As a smoker for over 35 years, 51-year-old Samantha Borel, of Sulphur, knew it was bad for her but never expected it to literally take her breath away.

In May 2018, she went to sleep and stopped breathing.

Borel was later placed in a medically induced coma and woke up 15 days later unable to breathe on her own.

"I woke up on the 15th day and everybody was so happy to see me but arguing over what should be done," Borel said. "The doctor wanted me to be on a breathing machine because my lungs were so damaged that I can't breathe at night, and getting the care I need might take me out of my home.

"When they had me on life support, I saw my grandma who died four years earlier. The first thing I asked everyone when I woke up was, 'Did I die?'"

Across Louisiana, people with respiratory diseases such as chronic obstructive pulmonary disease, chronic respiratory failure and lung cancer are finding it difficult to breathe without special equipment such as ventilators or BiPAP machines.

Deborah Cormier's COPD caused her body's oxygen levels to drop at any given time, which sent her to the emergency room in early April. It wasn't until she was put on a BiPAP machine and her doctor saw how well she responded to it that Viemed was called in.

She said Viemed, the aggressively expanding Lafayette company that specializes in at-home treatment for patients with respiratory diseases, has been a lifesaver. 

Since its founding in 2006 as Sleep Management, the company has grown to provide equipment and home therapy to patients with various respiratory diseases. It recently bought the 77,000-square-foot building at 625 E. Kaliste Saloom Road to replace its 20,000-square-foot building. 

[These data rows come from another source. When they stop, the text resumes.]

PR #2084, opened 2018-12-24
Coupon codes CSV

mushtaqak:
[ENT-1346](https://openedx.atlassian.net/browse/ENT-1346)

The purpose of this PR is to add the functionality for `/codes` endpoint to return csv on demand.

### DIFF
--- a/ecommerce/extensions/api/v2/urls.py
+++ b/ecommerce/extensions/api/v2/urls.py
@@ -1,4 +1,5 @@
 from django.conf.urls import include, url
+from rest_framework.urlpatterns import format_suffix_patterns
 from rest_framework_extensions.routers import ExtendedSimpleRouter
 
 from ecommerce.core.constants import COURSE_ID_PATTERN
@@ -121,3 +122,4 @@ router.register(r'vouchers', voucher_views.VoucherViewSet, base_name='vouchers')
 router.register(r'stockrecords', stockrecords_views.StockRecordViewSet, base_name='stockrecords')
 
 urlpatterns += router.urls
+urlpatterns = format_suffix_patterns(urlpatterns)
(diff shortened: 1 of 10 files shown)


mushtaqak:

While Viemed still offers sleep tests and sleep therapy masks, it has found success with the in-home, noninvasive ventilation service it was able to pioneer with Dutch electronics conglomerate Philips in 2012.

"We started out doing sleep tests, but as a result of us really teaching an old dog new tricks and changing how sleep studies were done, we got offered the opportunity by Philips to bring their ventilator to the home marketplace," Viemed CEO Casey Hoyt said.

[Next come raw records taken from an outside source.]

PR #2085, opened 2018-12-31
ENT-1172 Add notification email for enterprise coupons

irfanuddinahmad:
**Description:** 
This PR adds a notification email field to https://ecommerce-business.sandbox.edx.org/enterprise/coupons/new/ and sends the email to that address whenever an enterprise coupon is created.

**Test Instructions:**
Deployed to sandbox

1: Open https://ecommerce-business.sandbox.edx.org/enterprise/coupons/new/ in a browser
2: Create a new coupon and supply a notification email **[This is failing currently because AWS SES is not working for sandbox]**
3: Verify that the notification email is received on the supplied notification email address

### DIFF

When lungs are sick or damaged, they have lost their elasticity and with it the ability to bring in good air like oxygen and expel bad air like carbon dioxide. Before noninvasive ventilation, the standard means of ventilation was to cut open the patient's throat and put a tube down to their lungs.

Now patients can use a standard CPAP mask to ventilate the lungs while at home.

"I have COPD and lung cancer, but I'm in remission," said Lynette Francisco, 75, of Lafayette. "I used to use another service before, but I have to tell you that using Viemed was a transformation. They're 100 percent wonderful. They respond really fast if you need anything. They listen and will bring more oxygen 24/7 whenever you need it."

Since this new service with Philips, Viemed and its new service has grown significantly. 

The company is in 28 states and expects to be offering services in all 48 continental United States by the end of next year. It has 375 employees with 125 based at its headquarters in Lafayette. Gov. John Bel Edwards also helped Viemed announce its expansion will bring 220 new jobs to Acadiana with an average salary of $42,800, plus benefits. 

"We got bought out in 2015 by Patient Home Monitoring... At that point in time, they offered for us to move to California to run the company, but (Viemed President Mike Moore) and I said, "Look, we'll gladly accept these executive roles, but we're not leaving Lafayette," Hoyt said. "Louisiana is important to us. We love to hunt and fish. We love the people and culture, and it's a great health care incubator with guys like LHC, Acadian Ambulance and Lafayette General."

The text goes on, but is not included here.